(TASK INPUTS begins)

Issue #1002, opened 2021-02-16
Support MP Config 2.0 for MP Reactive Messaging 1.0


Azquelt:
I'd like to make Reactive Messaging 1.0 work with MP Config 2.0. I think `ConnectorConfig` would be the only class which would need updating to be compatible since it implements the `Config` interface.

Ideally I'd have liked to make a new version which works with both MP Config 2.0 and 1.x, but I don't think that's easily done since 2.0 adds methods to the `Config` interface which reference classes which didn't exist in 1.x.

cescoffier:
One of the issues I faced in the implementation of these new methods. Not necessarily easy or happy with what I have in SR RM 3.x.

Azquelt:
There were a few bits I wondered about. If I end up making changes to `ConnectorConfig`, I'll be sure to open a PR for those changes in the 3.x branch as well.

Azquelt:
Upon further investigation, I don't think this is actually possible.

The `1.1.0` release has changes which make it incompatible with the Reactive Messaging 1.0 API (in particular, `Message` implementations need to override the default `getAck()` for acknowledgement to work correctly.)

We can't branch off from the `1.0.8` release either because we can't support both MP Config 1.x and 2.0 with one implementation of `ConnectorConfig`. (The 2.0 interface references `ConfigValue` which is a new interface not present in 1.x. A valid 2.0 implementation of `ConnectorConfig` therefore can't be loaded or compiled against the 1.x API). We couldn't put out a `1.0.9` release which required users to update to MP Config 2.0.

PR #1017, opened 2021-02-18
Improve ConnectorConfig

Azquelt:
* Do correct conversion for the channel and connector name properties
* Avoid unnecessarily throwing and catching exceptions when we need to
  check several different names for one lookup
* Corrections to the way we create the list of property names, taking
  into account the rules for matching environment variable names
* Create a proper ConfigValue object when looking up the channel or
  connector name as a ConfigValue.
* Don't return the overall config from .unwrap(). If a connector needs
  to access the overall config, they can inject it.

@cescoffier You mentioned in #1002 that you weren't entirely happy with the `ConnectorConfig`. I had a look through and here are my suggested changes.

### DIFF
--- a/smallrye-reactive-messaging-provider/src/main/java/io/smallrye/reactive/messaging/impl/ConnectorConfig.java
+++ b/smallrye-reactive-messaging-provider/src/main/java/io/smallrye/reactive/messaging/impl/ConnectorConfig.java
@@ -5,6 +5,7 @@ import static io.smallrye.reactive.messaging.i18n.ProviderMessages.msg;
 import static org.eclipse.microprofile.reactive.messaging.spi.ConnectorFactory.*;
 
 import java.util.*;
+import java.util.regex.Pattern;
 
 import org.eclipse.microprofile.config.Config;
 import org.eclipse.microprofile.config.ConfigValue;
@@ -64,38 +65,37 @@ public class ConnectorConfig implements Config {
         return CONNECTOR_PREFIX + connector + "." + keyName;
     }
 
-    @SuppressWarnings("unchecked")
     @Override
     public <T> T getValue(String propertyName, Class<T> propertyType) {
         if (CHANNEL_NAME_ATTRIBUTE.equalsIgnoreCase(propertyName)) {
-            return (T) name;
+            return convert(name, propertyType);
         }
         if (CONNECTOR_ATTRIBUTE.equalsIgnoreCase(propertyName) || "type".equalsIgnoreCase(propertyName)) {
-            return (T) connector;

(TASK INPUTS ends)

_TRY IT_
Starting at the line that contains "return convert(name, propertyType);", output every remaining line of the data exactly, and stop after the last one.

_RESPONSE AREA_
+            return convert(name, propertyType);
         }
         if (CONNECTOR_ATTRIBUTE.equalsIgnoreCase(propertyName) || "type".equalsIgnoreCase(propertyName)) {
-            return (T) connector;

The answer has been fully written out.